Explicit relation of force and indentation

AFM force-indentation curves are typically evaluated by fitting to analytical functions relating the force to the indentation as shown in Equations 1 and 2. In the Ding et al. model, the effects of larger indentation were accounted for by multiplying the Hertz model with an additional term, maintaining, by that, the explicit relation of force and indentation. Here, we followed a similar approach and supplemented the model of Ding et al. with terms that take into account the viscoelastic behavior of the KVM material (Zhang et al., 2017).
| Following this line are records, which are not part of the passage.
PR #815, opened 2017-07-28
Embed Control

alinhle:
## What does this PR do?
- Return an object on `Talk.render` to control the embed (currently triggering login / logout and listening to events)
- Remove token from local store when getting a `401 Unauthorized` response.

## Example

```js
  const embed = Talk.render(document.getElementById('talkStreamEmbed'), opts);

  // trigger a login with optional token.
  embed.login(token);

  // trigger a logout.
  embed.logout();

  // listen to events (in this case all events).
  embed.on('**', function(value) {
    console.log(this.event, value);
  });
```


wyattjoh (approved):
Besides comments I've already made on Slack related to potential security issues of the event emitter designed as is, this looks good!

PR #2116, opened 2018-12-11
fix bug in cli-setup

immber:
## What does this PR do?
Fixes a bug that was found in cli-setup where setup was exiting even if previous settings did not exist

## How do I test this PR?

wait for CI to validate, some tests were commented out


immber (commented):
👍

wyattjoh (approved):

PR #2117, opened 2018-12-12
[next] Resolved Race Conditions

wyattjoh:
## What does this PR do?

Resolves the race conditions around creating assets and getting moderation counts.

## How do I test this PR?

Perform a graph query that requests the story twice (a new story URL), and notice the lack of error!


alinhle (approved):
Awesome, thanks wyatt!

PR #2125, opened 2018-12-14
[next] User Input Validation

wyattjoh:
## What does this PR do?

Adds validation for email, username, and password.

## How do I test this PR?

1. Try create a user with characters other than `[a-zA-Z0-9_]+`
2. Try to create a user with an email not matching `a@a.a`
3. Try to create a user with a password less than 8 characters


src/core/server/services/users/index.ts
```diff
@@ -11,14 +12,105 @@ import {
...
+function validateUsername(tenant: Tenant, username: string) {
+  // TODO: replace these static regex/length with database options in the Tenant eventually
+
+  if (!USERNAME_REGEX.test(username)) {
+    throw new Error("username contained illegal characters");
+  }
+
+  if (username.length > USERNAME_MAX_LENGTH) {
+    throw new Error("username exceeded maximum length");
+  }
```
alinhle, line 39: Should we also check for MIN_LENGTH?

src/core/server/services/users/index.ts
```diff
@@ -11,14 +12,105 @@ import {
...
+ * @param password the password to be tested
+ */
+function validatePassword(tenant: Tenant, password: string) {
+  // TODO: replace these static length with database options in the Tenant eventually
+  if (password.length < 8) {
+    throw new Error("password is too short");
+  }
+}
+
+const EMAIL_REGEX = new RegExp(/^\S+@\S+.\S+$/);
```
alinhle: The client currently uses a different REGEX: see `src/core/client/framework/lib/validation.tsx`. Should we maybe expose the MIN + MAX_LENGTH constants and the REGEXs in `talk-common` and reuse them in both? At least until we get to better error handling.

alinhle (changes requested):

alinhle (approved):

PR #2128, opened 2018-12-16
fix minor ui/css bug in moderation/comment component caused by long links

oafx:
Hi, 

Edit: this is related to issue #2129 

## What does this PR do?

We're experiencing an minor css bug in the moderation/comment component (noticed in versions 4.6.7 - 4.6.10). Long links aren't wrapped/broken which causes an overflow (see below). I figured the fastest way to fix this would be a quick PR 😄 

Example Screenshots:

before: 
image

after:
image

## How do I test this PR?

- run talk in dev mode
- navigate to /dev
- create a comment containing a long link without dashes
- navigate to /admin/moderate and search for the comment
- the line should be wrapped/broken now, buttons should be still visible

### DIFF
--- a/client/coral-admin/src/routes/Moderation/components/Comment.css
+++ b/client/coral-admin/src/routes/Moderation/components/Comment.css
@@ -62,6 +62,7 @@
   font-weight: 300;
   margin-bottom: 8px;
   overflow-wrap: break-word;
+  word-break:break-word;
 }
 
 .body {


oafx:
Hmm not sure why the `test_integration_chrome_local` fails.. it's just a small css change after all 🤔

kgardnr (approved):

kgardnr:
Thank you @oafx! Great catch!

PR #2136, opened 2018-12-20
[next] Concurrency

wyattjoh:
## What does this PR do?

Adds cluster support to next.

## How do I test this PR?

Set the `LOGGING_LEVEL=trace` and try playing with the `CONCURRENCY` environment variable unset, set to a number.


package.json
```diff
@@ -31,7 +31,7 @@
     "generate:schema": "node ./scripts/generateSchemaTypes.js",
     "docz": "docz",
     "start": "node dist/index.js",
-    "start:development": "ts-node --project ./src/tsconfig.json -r tsconfig-paths/register ./src/index.ts",
+    "start:development": "TS_NODE_PROJECT=./src/tsconfig.json node -r ts-node/register -r tsconfig-paths/register ./src/index.ts",
```
alinhle: Do we need to set `CONCURRENCY=1` here?

alinhle (changes requested):

package.json
wyattjoh: During development, it's important in my opinion to test like production, so `CONCURRENCY=1` isn't required. The only reason it was added to the vscode `launch.json` is to support actual debugging.

alinhle (approved):

PR #2170, opened 2019-01-30
Update appropriate <section> class in Profile section

iign:
Download my comment history has `talk-plugin-ignore-user-section` class. Should be `talk-plugin-profile-data--download-my-comment-history` (couldn't figure out the proper naming convention used).

## What does this PR do?
Updates a class in the markup in the My Profile tab, to reflect the correct section name.

## How do I test this PR?

- Go to My Profile tab.
- Click on Settings tab inside My Profile.
- Inspect, via devtools, the markup wrapping Download My Comment History section.
- HTML class should not be `talk-plugin-ignore-user-section`


alinhle (approved):

alinhle:
Thank you!

PR #2175, opened 2019-02-01
Create Moderation actions notification plugin

mkonikov:
## What does this PR do?
Creates a notification plugin that when enabled allows users to receive notifications when a previously unpublished comment gets approved or rejected.

## How do I test this PR?

- Run Talk with env var `TALK_MODERATION_NOTIFICATION_TYPES` set 
- Sign up for notifications
- Approve a comment that was previously `PREMOD` or `SYSTEM_WITHELD`


plugins/talk-plugin-notifications-category-moderation-actions/index.js
```diff
@@ -0,0 +1,144 @@
...
+  const commentID = get(comment, 'id', null);
+  if (commentID === null) {
+    ctx.log.info('could not get comment id');
+    return;
+  }
+
+  // Check to see if this is a previously unpublished comment.
+  const commentHistory = get(comment, 'status_history', []);
+  // Check for last status before current one
+  const lastStatus = commentHistory[commentHistory.length - 2];
```
wyattjoh: This would error in the event that the status history is defined well.

Instead, perhaps walking backwards:

```suggestion
  let previouslyUnpublished = false;
  if (commentHistory.length >= 2) {
    for (let i = commentHistory.length - 2; i >= 0; i--) {
      const status = commentHistory[i];
      if (UNPUBLISHED_STATUS_TYPES.includes(status.type)) {
        previouslyUnpublished = true;
        break;
      }
    }
  }
```

It may need a bit of work!

mkonikov: The issue with the proposed change is that in the event a comment was moderated, approved, and then flagged and approved again the commenter would receive 2 notifications (one upon initial publish and another when comment is approved again after the flag).

mkonikov: @wyattjoh What do you mean by 'in the event that the status history is defined well'?

wyattjoh: That was a typo, my bad! I had meant:

> in the event that the status history is _not well defined_.

I'd just rather have defensive programming around accessing arrays, otherwise we could run into issues. Perhaps then this might work better?

```js
let previouslyUnpublished = false;
if (commentHistory.length >= 2) {
    const previousStatus = commentHistory[commentHistory.length - 2];
    if (UNPUBLISHED_STATUS_TYPES.includes(previousStatus.type)) {
        previouslyUnpublished = true;
    }
}
```

mkonikov: Fine by me.

FWIW: by checking if true with (`lastStatus && lastStatus.type`), basically accomplishing the same thing already.

alinhle:
> * Approve a comment that was previously `REJECTED` or `SYSTEM_WITHELD`
^ @mkonikov Did you mean `PREMOD` or `SYSTEM_WITHELD`?

mkonikov:
@cvle I think my thought at the time was comments that were rejected because of a banned word, but I don't think that's really a use case we need to worry about. So yes, will update to `PREMOD`

mkonikov:
@cvle Yes - my mistake.

wyattjoh (approved):

alinhle:
@mkonikov We've synced on the wording and changed `unpublished` to `pending`. Otherwise this PR is good to go! Are you good with the changes?

Related commit: https://github.com/coralproject/talk/pull/2175/commits/364b747ccfc0b3a71c8322c2961f09f332f104a4

mkonikov:
Fine by me. We could always overwrite in our yml files if necessary.

alinhle:
@mkonikov Thank you so much!

Issue #2171, opened 2019-01-31
Snackbar too short for longer messages


mkonikov:
We're finding for some of the Snackbar messaging, we'd like to extend the length of time the Snackbar appears on screen. 

Wondering the teams thoughts on adding a small close (X) button and extending it a bit longer.

kgardnr:
Hey @mkonikov! I don't think we'd have any problem if you wanted to do this in core - I think it's a good idea to extend the display time and adding an X.

mkonikov:
With https://github.com/coralproject/talk/pull/2182 merged in, will close now.

PR #2182, opened 2019-02-08
Snackbar improvements

mkonikov:
## What does this PR do?
Adds a close button and lengthen the time on screen, as per https://github.com/coralproject/talk/issues/2171. 

image

## How do I test this PR?

- Run Talk
- Enter a comment that would trigger a Snackbar notification (e.g. submit a one character comment)
- Voila!


mkonikov:
Regarding styling, we've had requests to slightly improve the look of it by adding radius across all 4 corners and bumping it up a bit from bottom of page. If those styles are not something you guys appreciate, can always apply those styles on our front end.

Styling the close button was a bit tedious as need the button to be a bit larger (font-size: 20px) than the standard text which is ~16px, so needed to move it a bit up with position relative and add bottom margin only to the text container. I welcome your suggestions if you have a better way to accomplish.

theysamtheirs (approved):

PR #2204, opened 2019-02-26
[CORL 212] Implement CharCount Restriction feature

alinhle:
## What does this PR do?
- Implement CharCount Restriction feature on the Stream
- Removes "Powered by Coral" text [CORL-262]

## How do I test this PR?

- Set char count restriction and check on client (post, edit, reply)
- Update to a stricter char count restriction while client only knows about the outdated char count restriction. A server error would trigger the client to refresh the setting

### DIFF
--- a/src/core/client/stream/tabs/comments/containers/PostCommentFormContainer.tsx
+++ b/src/core/client/stream/tabs/comments/containers/PostCommentFormContainer.tsx
@@ -2,8 +2,14 @@ import React, { Component } from "react";
 
 import { withContext } from "talk-framework/lib/bootstrap";
 import { InvalidRequestError } from "talk-framework/lib/errors";
+import { graphql, withFragmentContainer } from "talk-framework/lib/relay";
 import { PromisifiedStorage } from "talk-framework/lib/storage";
 import { PropTypesOf } from "talk-framework/types";
+import { PostCommentFormContainer_settings as SettingsData } from "talk-stream/__generated__/PostCommentFormContainer_settings.graphql";
+import {
+  RefreshSettingsFetch,
+  withRefreshSettingsFetch,
+} from "talk-stream/fetches";
 
 import {
   CreateCommentMutation,
@@ -12,11 +18,14 @@ import {
 import PostCommentForm, {
   PostCommentFormProps,
 } from "../components/PostCommentForm";
+import { shouldTriggerSettingsRefresh } from "../helpers";
 
 interface Props {
   createComment: CreateCommentMutation;
+  refreshSettings: RefreshSettingsFetch;
   storyID: string;
   sessionStorage: PromisifiedStorage;
+  settings: SettingsData;
 }
 
 interface State {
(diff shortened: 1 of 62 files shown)


src/core/client/stream/tabs/comments/containers/PostCommentFormContainer.tsx
```diff
@@ -60,6 +69,9 @@ export class PostCommentFormContainer extends Component<Props, State> {
       form.reset({});
     } catch (error) {
       if (error instanceof InvalidRequestError) {
+        if (shouldTriggerSettingsRefresh(error.code)) {
+          await this.props.refreshSettings();
+        }
```
wyattjoh, line 74: This pattern appears more than once, is it possible to extract this?

src/core/client/stream/tabs/comments/containers/PostCommentFormContainer.tsx
```diff
@@ -85,13 +101,39 @@ export class PostCommentFormContainer extends Component<Props, State> {
         onSubmit={this.handleOnSubmit}
         onChange={this.handleOnChange}
         initialValues={this.state.initialValues}
+        min={
+          (this.props.settings.charCount.enabled &&
+            this.props.settings.charCount.min) ||
+          null
```
wyattjoh, line 107: How does this handle when `min = 0` which is falsey?

wyattjoh: Worst case, add a test maybe when `min === 0`?

src/core/client/stream/tabs/comments/helpers/getHTMLText.ts
```diff
@@ -0,0 +1,15 @@
+/**
+ * getHTMLText returns text representation of html.
+ * Includes a different implementation during test that works.
+ * @param html
+ */
+export default function getHTMLText(html: string) {
```
wyattjoh, line 6: To simplify this function, possibly replacing it with:

```ts
const getHTMLText = process.env.NODE_ENV === "test" ? () => {  /* */  } : () => {  /* */  };

export default getHTMLText;
```

src/core/client/stream/tabs/comments/containers/PostCommentFormContainer.tsx
alinhle: That's fine `0` and `null` is the same in this case.

src/core/client/stream/tabs/comments/containers/PostCommentFormContainer.tsx
alinhle: For a good abstraction it would require a Higher Order Component which adds other complexities, not sure if there is a win here.

src/core/client/stream/tabs/comments/helpers/getHTMLText.ts
alinhle: This is probably debatable, but I prefer my version for readability :-)

alinhle: I would be also worried if dead code elimination is smart enough to replace the unary operator?

wyattjoh (approved):

PR #2213, opened 2019-03-04
[CORL-130] Handle non-visible comment status

alinhle:
## What does this PR do?
- When a comment is posted, replied to, edited, and the status returned is non-visible, show a message to the user that it is in review.

## How do I test this PR?

- Post/Edit/Write reply to a comment that gets rejected or withheld like posting a comment with a banned word


src/core/client/stream/mutations/CreateCommentMutation.ts
```diff
@@ -127,10 +157,18 @@ function commit(
...
+      // Skip if comments are always moderated.
+      if (alwaysPremoderated) {
+        return;
+      }
       sharedUpdater(environment, store, input);
       store.get(id)!.setValue(true, "pending");
     },
     updater: store => {
+      // Skip if comments are always moderated.
+      if (alwaysPremoderated) {
```
wyattjoh: Can you clarify what it means when the update is skipped when premod is enabled?

When premod is enabled for the story, there may be a situation in the future when a comment is automatically accepted/rejected, and I would rather your updater handle this more gracefully.

src/core/client/stream/mutations/CreateCommentReplyMutation.ts
```diff
@@ -10,35 +11,44 @@ import { TalkContext } from "talk-framework/lib/bootstrap";
...
   store: RecordSourceSelectorProxy,
   input: CreateCommentReplyInput
 ) {
+  const commentEdge = store
+    .getRootField("createCommentReply")!
+    .getLinkedRecord("edge")!;
+  const status = commentEdge.getLinkedRecord("node")!.getValue("status");
+
+  // If comment is in review or has been rejected, we don't need to add it.
+  if (isInReview(status) || isRejected(status)) {
```
wyattjoh: Would it not be better here to rephrase this to say, `isVisable` instead? This way we can have more granular control over when a comment is visible instead of these special cases.

src/core/client/stream/mutations/CreateCommentReplyMutation.ts
```diff
@@ -159,10 +186,18 @@ function commit(
...
+      // Skip if comments are always moderated.
+      if (alwaysPremoderated) {
+        return;
+      }
       sharedUpdater(environment, store, input);
       store.get(id)!.setValue(true, "pending");
     },
     updater: store => {
+      // Skip if comments are always moderated.
+      if (alwaysPremoderated) {
```
wyattjoh: Same comment as above.

src/core/client/stream/mutations/CreateCommentMutation.ts
alinhle: That makes sense, I'll adapt it!

alinhle: Good catch @wyattjoh  😄

src/core/client/stream/mutations/CreateCommentReplyMutation.ts
alinhle: Makes sense 😄

wyattjoh (approved):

The total force acting on the KVM material is equal to the sum of the forces exerted by each of the elements connected in parallel $F_{total}=F_0+F_1+F_2;$ where $F_0$ is the force exerted by the spring $E_0$, $F_1$ is the force exerted by the Maxwell element $E_1$ and $\lambda E_1,$ and finally $F_2$ is the force exerted by the dashpot η. For elastic solids, the force exerted by the spring $E_0$ is linearly related to the value of the elasticity $E_0.$ In fact, this can be assumed as the force derived for the Hertz model or any other model that corrects for larger indentations, such as the Ding et al. model. Similarly, the force exerted by the Maxwell element is linearly related to the value of the spring $E_1,$ however, combined with an exponential decay due to the dashpot $\lambda E_1$ dissipation. Finally, the force exerted by the dashpot η can be described as a drag force acting on the segment of the indenter that is in contact with the material. Hence, the force-indentation relation $F\left(\delta \right)$ is described as follows:

$$F\left(\delta \right)=F_{elastic}(E_0,\delta )+F_{elastic}(E_1,\delta )\cdot \text{exp}\left(\frac{-{\alpha }_1\delta }{\text{v}\lambda }\right)+{\alpha }_2{\delta }^{{\alpha }_3}{R}^{{\alpha }_4}\eta \text{v}$$ (Equation 3)

where,

$$F_{elastic}\left(E,\delta \right)=\frac{4}{3}\frac{E}{1-{\nu }^2}\sqrt{R{\delta }^3}\left(1-0.15\frac{\delta }{R}\right)$$ (Equation 4)

and, $E_0,E_1,\lambda$, and η correspond to the KVM model elements shown in Figure 2C and v is the velocity of the indenter.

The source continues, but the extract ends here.